Your assignment ▸ Transcribe the entries that follow, word for word.

(Beginning of Input data)

PR #574, opened 2017-09-21
Make upload button focusable (accessibility/tab navigation)

### LINKED ISSUE #563: Cannot access "Select file to upload button" using keyboard
The button to upload a file is not accessible via the keyboard...but should be!

ehuggett:
fixes #563

### DIFF
--- a/app/templates/welcome.js
+++ b/app/templates/welcome.js
@@ -23,11 +23,11 @@ module.exports = function(state, emit) {
         'uploadPageSizeMessage'
       )}</em></span>
       <form method="post" action="upload" enctype="multipart/form-data">
+        <input id="file-upload" type="file" name="fileUploaded" onchange=${upload} onfocus=${onfocus} onblur=${onblur} />
         <label for="file-upload" id="browse" class="${state.config
           .uploadButtonStyle}" title="${state.translate(
     'uploadPageBrowseButton1'
   )}">${state.translate('uploadPageBrowseButton1')}</label>
-        <input id="file-upload" type="file" name="fileUploaded" onchange=${upload} />
       </form>
     </div>
     ${fileList(state, emit)}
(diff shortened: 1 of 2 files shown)


assets/main.css
```diff
@@ -279,7 +279,19 @@ a {
 }
 
 input[type='file'] {
-  display: none;
+  width: 0.1px;
+  height: 0.1px;
```
ericawright: the width and height rules here don't seem necessary since it's `display: absolute` and `opacity: 0`

ehuggett: It doesn't seem important to me, but just in case, those rules were responsible for the 'hidden' form input fitting behind the label used as a button

browse_size

ehuggett:
> Oddly, once in a while the #browse element will show as selected, and others it simply won't. You can see this often by uploading one file then clicking upload another. I can't seem to figure out why though....perhaps it is in the wrong file?

I can reproduce this with Firefox ESR on Debian, it never works after clicking upload another file. I think this is because the javascript that adds the focus and blur events only runs on DOMContentLoaded.

app/templates/welcome.js
```diff
@@ -23,11 +23,11 @@ module.exports = function(state, emit) {
         'uploadPageSizeMessage'
       )}</em></span>
       <form method="post" action="upload" enctype="multipart/form-data">
+        <input id="file-upload" type="file" name="fileUploaded" onchange=${upload} onfocus=${onfocus} onblur=${onblur} />
```
ehuggett: The html attributes onfocus and onblur have the same issues as the css in Firefox, but it seems I can use them in the template as they get rewritten into javascript event listeners? (which do work in Firefox). I clearly need to read some documentation to understand this better, will it _always_ remove & replace the html onfocus attribute? (becuase if it doesn't, this will brake).

ericawright: It seems to be working for me now. 👍 
Can you re-base so this can merge smoothly?

ehuggett:
I think I just misused git, sorry.

I rebased, squashed and then force pushed so the reviewed/approved commits are no longer visible on github. 

I think i can put this back the way it was before (and then only rebase on master), should i?

ericawright:
@ehuggett yup, go ahead an put it back how it was, if you can, and I'll merge it

ericawright:
Actually, it looks correct now. I'll just test it again....

ehuggett:
I've got the original branch back (and rebased it, without squashing). I should be able to force push that if you haven't (re)started yet?

ericawright:
Nope, this is perfectly good as is. I prefer having a smaller commit history anyway.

(End of Input data)

Exercise response ▸
PR #574, opened 2017-09-21
Make upload button focusable (accessibility/tab navigation)

### LINKED ISSUE #563: Cannot access "Select file to upload button" using keyboard
The button to upload a file is not accessible via the keyboard...but should be!

ehuggett:
fixes #563

### DIFF
--- a/app/templates/welcome.js
+++ b/app/templates/welcome.js
@@ -23,11 +23,11 @@ module.exports = function(state, emit) {
         'uploadPageSizeMessage'
       )}</em></span>
       <form method="post" action="upload" enctype="multipart/form-data">
+        <input id="file-upload" type="file" name="fileUploaded" onchange=${upload} onfocus=${onfocus} onblur=${onblur} />
         <label for="file-upload" id="browse" class="${state.config
           .uploadButtonStyle}" title="${state.translate(
     'uploadPageBrowseButton1'
   )}">${state.translate('uploadPageBrowseButton1')}</label>
-        <input id="file-upload" type="file" name="fileUploaded" onchange=${upload} />
       </form>
     </div>
     ${fileList(state, emit)}
(diff shortened: 1 of 2 files shown)


assets/main.css
```diff
@@ -279,7 +279,19 @@ a {
 }
 
 input[type='file'] {
-  display: none;
+  width: 0.1px;
+  height: 0.1px;
```
ericawright: the width and height rules here don't seem necessary since it's `display: absolute` and `opacity: 0`

ehuggett: It doesn't seem important to me, but just in case, those rules were responsible for the 'hidden' form input fitting behind the label used as a button

browse_size

ehuggett:
> Oddly, once in a while the #browse element will show as selected, and others it simply won't. You can see this often by uploading one file then clicking upload another. I can't seem to figure out why though....perhaps it is in the wrong file?

I can reproduce this with Firefox ESR on Debian, it never works after clicking upload another file. I think this is because the javascript that adds the focus and blur events only runs on DOMContentLoaded.

app/templates/welcome.js
```diff
@@ -23,11 +23,11 @@ module.exports = function(state, emit) {
         'uploadPageSizeMessage'
       )}</em></span>
       <form method="post" action="upload" enctype="multipart/form-data">
+        <input id="file-upload" type="file" name="fileUploaded" onchange=${upload} onfocus=${onfocus} onblur=${onblur} />
```
ehuggett: The html attributes onfocus and onblur have the same issues as the css in Firefox, but it seems I can use them in the template as they get rewritten into javascript event listeners? (which do work in Firefox). I clearly need to read some documentation to understand this better, will it _always_ remove & replace the html onfocus attribute? (becuase if it doesn't, this will brake).

ericawright: It seems to be working for me now. 👍 
Can you re-base so this can merge smoothly?

ehuggett:
I think I just misused git, sorry.

I rebased, squashed and then force pushed so the reviewed/approved commits are no longer visible on github. 

I think i can put this back the way it was before (and then only rebase on master), should i?

ericawright:
@ehuggett yup, go ahead an put it back how it was, if you can, and I'll merge it

ericawright:
Actually, it looks correct now. I'll just test it again....

ehuggett:
I've got the original branch back (and rebased it, without squashing). I should be able to force push that if you haven't (re)started yet?

ericawright:
Nope, this is perfectly good as is. I prefer having a smaller commit history anyway.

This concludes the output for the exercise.